Source data:
PR #2829, opened 2023-11-10
MDEV-32757 innodb_undo_log_truncate=ON is not crash safe

dr-m:
- [x] *The Jira issue number for this PR is: [MDEV-32757](https://jira.mariadb.org/browse/MDEV-32757)*

## Description
During undo log truncation, `trx_purge_truncate_history()` was prematurely removing dirty pages from the `buf_pool.flush_list`. This is not safe to do before `mtr_t::commit_shrink()`, where it is actually being done. If dirty pages are marked as clean before the size change of the undo tablespace has been durably written, the `buf_flush_page_cleaner()` thread could advance the InnoDB log checkpoint. On crash recovery, this would cause previously committed transactions within the undo tablespace to appear as incomplete, requiring a rollback.

## How can this PR be tested?
```bash
./mtr --parallel=auto --repeat=100 innodb.undo_truncate_recover{,,,,,,,,,,,,,,,,,,}
```
Actually, this is how the bug was found on 10.5, thanks to the 10.5 specific bug [MDEV-32681](https://jira.mariadb.org/browse/MDEV-32681) that causes InnoDB to be forcibly killed before `mtr_t::commit_shrink()` could be executed. The test normally is killed after that spot.

I think that it is unfeasible to write a deterministic regression test for this. We do not have any `DEBUG_SYNC` control of the `buf_flush_page_cleaner` thread or the InnoDB log checkpoints. To reproduce this bug, we’d need a log checkpoint to occur at an unfortunate moment.

The more robust rollback logic in 5a8b6ff7d9805403ed8c7bb9025e9e8b85eccfcf was tested with the copy of the corrupted data directory `data.tar.xz` in [MDEV-32681](https://jira.mariadb.org/browse/MDEV-32681).

## PR quality check


dr-m:
10.5 version: #2830

storage/innobase/trx/trx0purge.cc
```diff
@@ -707,26 +707,20 @@ TRANSACTIONAL_TARGET void trx_purge_truncate_history()
         ut_ad(!bpage->is_io_fixed());
         ut_ad(bpage->id().space() == space_id);
 
-        if (bpage->oldest_modification() > 2)
-        {
+        if (bpage->oldest_modification() > 1 &&
+            !mtr.have_x_latch(*reinterpret_cast<buf_block_t*>(bpage)))
```
dr-m, line 711: I actually intended to retain the `> 2` to be consistent with the outer `if` inside the `for` body, but I forgot to save that change before creating this pull request. Either value is fine (the value 2 is specific to dirty pages of the temporary tablespace), but using the same value could allow the compiler to reuse a register for the common subexpression. In the 10.5 version #2830 we use the value 1 in both.

mleich1:
origin/10.6-MDEV-32757 5a8b6ff7d9805403ed8c7bb9025e9e8b85eccfcf 2023-11-10T12:27:02+02:00
behaved well in RQG testing.

Thirunarayanan (approved):

mleich1:
origin/10.5-MDEV-32757 64601d745903bb3b0487d294cece2958eb312f28 2023-11-10T11:54:20+02:00
behaved well in RQG testing

PR #2831, opened 2023-11-10
MDEV-28613 LeakSanitizer caused by I_S query using LIMIT ROWS EXAMINED

Thirunarayanan:
- [x] *The Jira issue number for this PR is: MDEV-28613*

## Description
Problem:
========
- InnoDB fails to free the allocated buffer of stored cursor when information schema query is interrupted.

Solution:
=========
- In case of error handling, information schema query should free the allocated buffer to store the cursor.

## How can this PR be tested?
Added the test case

## PR quality check


mysql-test/suite/innodb/r/innodb_stats_fetch.result
```diff
@@ -150,3 +150,8 @@ max_data_length	0
 index_length	16384
 DROP TABLE test_ps_fetch;
 set @@use_stat_tables = @save_use_stat_tables;
+#
+# MDEV-28613 LeakSanitizer caused by I_S query using LIMIT ROWS EXAMINED
+#
+SELECT * FROM INFORMATION_SCHEMA.INNODB_SYS_INDEXES LIMIT ROWS EXAMINED 5;
+ERROR HY000: Unknown error
```
dr-m, line 157: Can we get an outcome that is similar to the following (tested on 10.5 c638051d808a7b29b10e231c9eae97d5909d17f6)?
```
SELECT * FROM seq_1_to_100 limit rows examined 5;
seq
1
2
Warnings:
Warning	1931	Query execution was interrupted. The query exceeded LIMIT ROWS EXAMINED 5. The query result may be incomplete
```
Please make the test case cover all tables whose handling was revised.

storage/innobase/handler/i_s.cc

Instructions to follow: In the records above, locate each line with the word "LeakSanitizer". Copy all such lines.

Exercise solution:
MDEV-28613 LeakSanitizer caused by I_S query using LIMIT ROWS EXAMINED
+# MDEV-28613 LeakSanitizer caused by I_S query using LIMIT ROWS EXAMINED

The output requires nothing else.